任意形状热夹杂位移场的三角形单元离散算法

平面夹杂模型在纤维增强型复合材料中有广泛应用.复合材料内部通常含有不规则形状夹杂,而夹杂物的存在能严重影响材料的机械力学性能,往往导致应力集中及裂纹萌生等失效先兆.先前关于多边形夹杂的研究大多数关注受均匀本征应变下的应力/应变解,而对位移的分析较少. 基于格林函数方法和围道积分,本文给出了平面热夹杂边界线单元的封闭解析解,可方便应用于受任意分布本征应变的任意形状平面热夹杂位移场的数值计算.当夹杂受均匀本征应变时, 只需将该夹杂边界进行一维离散,因而本文方法可直接得出受均匀分布热本征应变的任意多边形夹杂位移场的封闭解析解.当夹杂区域存在非均匀分布本征应变时,可将该区域划分为足够小的三角形单元进行数值计算. 众所周知,应力应变场在多边形夹杂顶点处具有奇异性,容易导致数值计算上的处理困难及相应的数值稳定性问题; 然而本文工作表明,在多边形顶点处位移场是连续有界的, 因而数值稳定性较好.本文算法可以便捷高效地通过计算机编程实现. 文中给出的验证算例,均体现了本文离散方法的高精度、以及计算编程的鲁棒性. 

A TRIANGULAR ELEMENT DISCRETIZATION FOR COMPUTING DISPALCEMENT OF AN ARBITRARILY SHAPED THERMAL INCLUSION1)
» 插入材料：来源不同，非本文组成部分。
Issue #1964, opened 2022-06-23
cannot set graphql_name with strawberry.field on pydantic.type


benzolium:
cannot set `graphql_name` with `strawberry.field(name='someName')` on `pydantic.type`

## Describe the Bug

It's better explained as a test for `tests/experimental/pydantic/test_basic.py`

```
def test_alias_fields():
    class User(pydantic.BaseModel):
        age: int

    @strawberry.experimental.pydantic.type(User)
    class UserType:
        age: strawberry.auto = strawberry.field(name="ageAlias")

    definition: TypeDefinition = UserType._type_definition
    assert definition.name == "UserType"

    field1 = definition.fields[0]

    assert field1.python_name == "age"
    assert field1.graphql_name == "ageAlias"  # <-- field1.graphql_name is None
    assert field1.type is int
```

benzolium:
I understand that I can use `pydantic.Field(alias="ageAlias")` on model, but the reason I use `pydantic` with strawberry is because I want to separate models and graphql types.

PR #1986, opened 2022-07-03
pydantic: use strawberry alias if any

benzolium:
Closes https://github.com/strawberry-graphql/strawberry/issues/1964:

> cannot set `graphql_name` with `strawberry.field(name='someName')` on `pydantic.type`

Feel free to edit my PR if such behaviour was not intended. 🙂

### DIFF
--- a/strawberry/experimental/pydantic/object_type.py
+++ b/strawberry/experimental/pydantic/object_type.py
@@ -71,11 +71,14 @@ def _build_dataclass_creation_fields(
     else:
         # otherwise we build an appropriate strawberry field that resolves it
         existing_field = existing_fields.get(field.name)
+        graphql_name = None
+        if existing_field and existing_field.graphql_name:
+            graphql_name = existing_field.graphql_name
+        elif field.has_alias:
+            graphql_name = field.alias
         strawberry_field = StrawberryField(
             python_name=field.name,
-            graphql_name=field.alias
-            if field.has_alias and use_pydantic_alias
-            else None,
+            graphql_name=graphql_name,
             # always unset because we use default_factory instead
             default=UNSET,
             default_factory=get_default_factory_for_field(field),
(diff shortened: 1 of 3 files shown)


botberry:

```markdown
Release type: patch

```

Here's the tweet text: 
```
🆕 Release (next) is out! Thanks to Alex for the PR 👏

```

patrick91:
@Matt343 @thejaminator would you able to review this PR? 😊

strawberry/experimental/pydantic/object_type.py
```diff
@@ -71,11 +71,14 @@ def _build_dataclass_creation_fields(
     else:
         # otherwise we build an appropriate strawberry field that resolves it
         existing_field = existing_fields.get(field.name)
+        graphql_name = None
+        if existing_field and existing_field.graphql_name:
+            graphql_name = existing_field.graphql_name
+        elif field.has_alias and use_pydantic_alias:
```
thejaminator, line 77: what happens if there `existing_field.graphql_name` and the user passes use_pydantic_alias?

 i think we should error out?  or maybe we can leave it such that existing_field.graphql_name takes precedence (which is how it is now). we'll just need to enforce that behaviour with a test @Matt343 @patrick91

patrick91: maybe erroring out might be best, when would you use graphql_name and use_pydantic_alias together?

thejaminator: @patrick91 
```
    age: int
    state: str = Field(alias="_state")
    country: str = Field(alias="_country")

@strawberry.experimental.pydantic.type(User, use_pydantic_alias=True)
class UserType:
    age: strawberry.auto = strawberry.field(name="ageAlias") # graphql is ageAlias
    state: strawberry.auto = strawberry.field(name="state") # graphql is state
    country: strawberry.auto # graphql is _country
```

maybe because use_pydantic_alias is a blanket settings. and the person happens to have a model where there are two pydantic fields with a pydantic alias. but he only wants one field to use the pydantic alias (poor guy)

thejaminator: yep! we should write a test to enforce this behaviour too. i can take it in another MR, or @benzolium if he feels like it :D

patrick91 (approved):
Thank you! <3

botberry:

Inclusion models have been widely used to explore the micromechanical properties of fiber-reinforced composite materials. The composite materials usually contain irregularly shaped inclusions, which can severely affect the mechanical properties of the materials. Abundant research has demonstrated that the stress localizations as well as the sites of crack initiation are predominantly detected in the neighborhood of nonmetallic inclusions. Previous studies on polygonal inclusion mainly focused on the stress/strain solutions under uniform eigenstrains, while the analyses on displacement are limited. Based on the method of Green's function and contour integral, this work presents a closed-form solution for a line element along the boundary of a two-dimensional thermal inclusion. The proposed method of solution is effective for determining the displacement of an arbitrarily shaped inclusion subjected to any distributed dilatational eigenstrain. In the case of uniform eigenstrain, only the boundary of the inclusion needs to be discretized into line elements; therefore, the proposed method analytically yields the closed-form solution for the displacement of an arbitrary polygonal inclusion subjected to uniform thermal eigenstrain. When the eigenstrain is non-uniformly distributed in the inclusion, the resulting displacements may be evaluated by discretizing the thermal inclusion into a system of triangular elements. It is known that the stress and strain fields exhibit singularities at the vertices of a polygonal inclusion. Such singularity issue can be intractable in numerical evaluations of the stresses/strains in the vicinity of the vertices, leading to a commonly seen yet tricky phenomenon of numerical instability. In contrast, the present work shows that the displacement is continuous and bounded at the corners of the polygon. Other than the merit of numerical discretization, the derived closed-form solutions may be conveniently programmed on a personal computer, while the corresponding algorithm seems to be straightforward, facilitating a high accurate and expeditious evaluation of the displacements. Benchmark examples demonstrate the computational efficiency and numerical robustness of the proposed method.